DESCRIPTION OF THE TASK: Whenever the word "values" turns up in a line of the data below, copy that line.

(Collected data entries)

PR #54, opened 2018-08-27
Conditionally redirect front-end requests to HTTPS

kienstra:
**Request For Review**

Hi @hellofromtonya, could you please review this follow-up to #17?

Lighthouse reported that this does not redirect HTTP to HTTPS:
redirect-to-https

So this redirects to HTTPS:
* Only if the user has checked the 'Upgrade' checkbox, and the last loopback request to check HTTPS support succeeded.
* If `! is_admin()` , so if the SSL certificate expires somehow, admins won't be locked out of `/wp-admin`.

### DIFF
--- a/wp-includes/class-wp-https-ui.php
+++ b/wp-includes/class-wp-https-ui.php
@@ -82,6 +82,7 @@ class WP_HTTPS_UI {
 		add_action( 'admin_init', array( $this, 'init_admin' ) );
 		add_action( 'init', array( $this, 'filter_site_url_and_home' ) );
 		add_action( 'init', array( $this, 'filter_header' ) );
+		add_action( 'wp_loaded', array( $this, 'conditionally_redirect_to_https' ) );
 	}
 
 	/**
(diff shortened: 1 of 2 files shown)


kienstra:
Thanks, @hellofromtonya!

wp-includes/class-wp-https-ui.php
```diff
@@ -333,4 +334,27 @@ public function upgrade_insecure_requests( $headers ) {
...
+
+	/**
+	 * Conditionally redirects HTTP requests to HTTPS.
+	 *
+	 * Does not apply if is_admin().
+	 * So if the SSL certificate expires somehow, the admin won't be locked out of wp-admin.
+	 */
+	public function conditionally_redirect_to_https() {
+		$do_redirect = (
+			isset( $_SERVER['REQUEST_SCHEME'], $_SERVER['REQUEST_URI'] ) && 'https' !== $_SERVER['REQUEST_SCHEME']
```
westonruter: @kienstra Is `$_SERVER['REQUEST_SCHEME']` right here? Should it not be using `! is_ssl()`?

kienstra: Good question, @westonruter. I'll get back to you in several hours if that's alright.

kienstra:
**Response regarding canonical_redirect()**

>@kienstra I thought that redirect_canonical() should have handled this redirection automatically. Maybe the filters aren't happening early enough?

Hi @westonruter,
Good point. I haven't seen `redirect_canonical()` redirect HTTP URLs to HTTPS locally on [VVV](https://github.com/Varying-Vagrant-Vagrants/VVV), either when using this plugin, or by manually changing the `home` and `siteurl` values to `HTTPS`.

Some sites do redirect based on the `home` and `siteurl` values being HTTPS (when not using this plugin). 

For example:
http://paired-ampconfdemo.pantheonsite.io/
redirects to:
https://paired-ampconfdemo.pantheonsite.io/

But locally on [VVV](https://github.com/Varying-Vagrant-Vagrants/VVV), if I manually set the `home` and `siteurl` to HTTPS, a HTTP URL (like the homepage) doesn't redirect to HTTPS (without this PR).

wp-includes/class-wp-https-ui.php
kienstra: Hi @westonruter, PR #55 changes this from `$_SERVER['REQUEST_SCHEME']`to `! is_ssl()`. If you have any more suggestions, I could also apply them there.

PR #57, opened 2018-09-05
Improve service worker classes responsibility

felixarntz:
This PR aims at improving the organization and clarifying responsibilities of service worker classes. `WP_Service_Workers` currently handles way too many different parts:
* the general entry point to service worker functionality, via script registration and service worker request serving methods
* registration of cached and precached routes
* implementation of default integrations that use the above APIs

As a start, it would be great to get these three things separated. Since version 0.2 has not been released yet, there shouldn't be backward-compatibility issues here. I made sure that all changes are backward-compatible with the 0.1 version (most of it is new anyway though).

What this PR does exactly:
* [x] Introduce a `WP_Service_Worker_Registry` class. This class contains methods to register additional functionality that can then be used by service workers.
* [x] Introduce a `WP_Service_Worker_Integration` interface and, based on that, classes for all default integrations, which replace the methods that were previously part of the `WP_Service_Workers` class. Having such an interface makes it more obvious how service worker integrations can easily be built. Furthermore, the separate classes ensure that the implementations remain separate from the actual API.

Tests for the `WP_Service_Worker_Registry` changes are present, and all existing changes pass. Let me know if we should also add tests for all the default integrations.


felixarntz:
I have now implemented all default integrations, based on a `WP_Service_Worker_Integration` interface and a `WP_Service_Worker_Base_Integration` abstract class. Some notes:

SOLUTION:
Good point. I haven't seen `redirect_canonical()` redirect HTTP URLs to HTTPS locally on [VVV](https://github.com/Varying-Vagrant-Vagrants/VVV), either when using this plugin, or by manually changing the `home` and `siteurl` values to `HTTPS`.
Some sites do redirect based on the `home` and `siteurl` values being HTTPS (when not using this plugin). 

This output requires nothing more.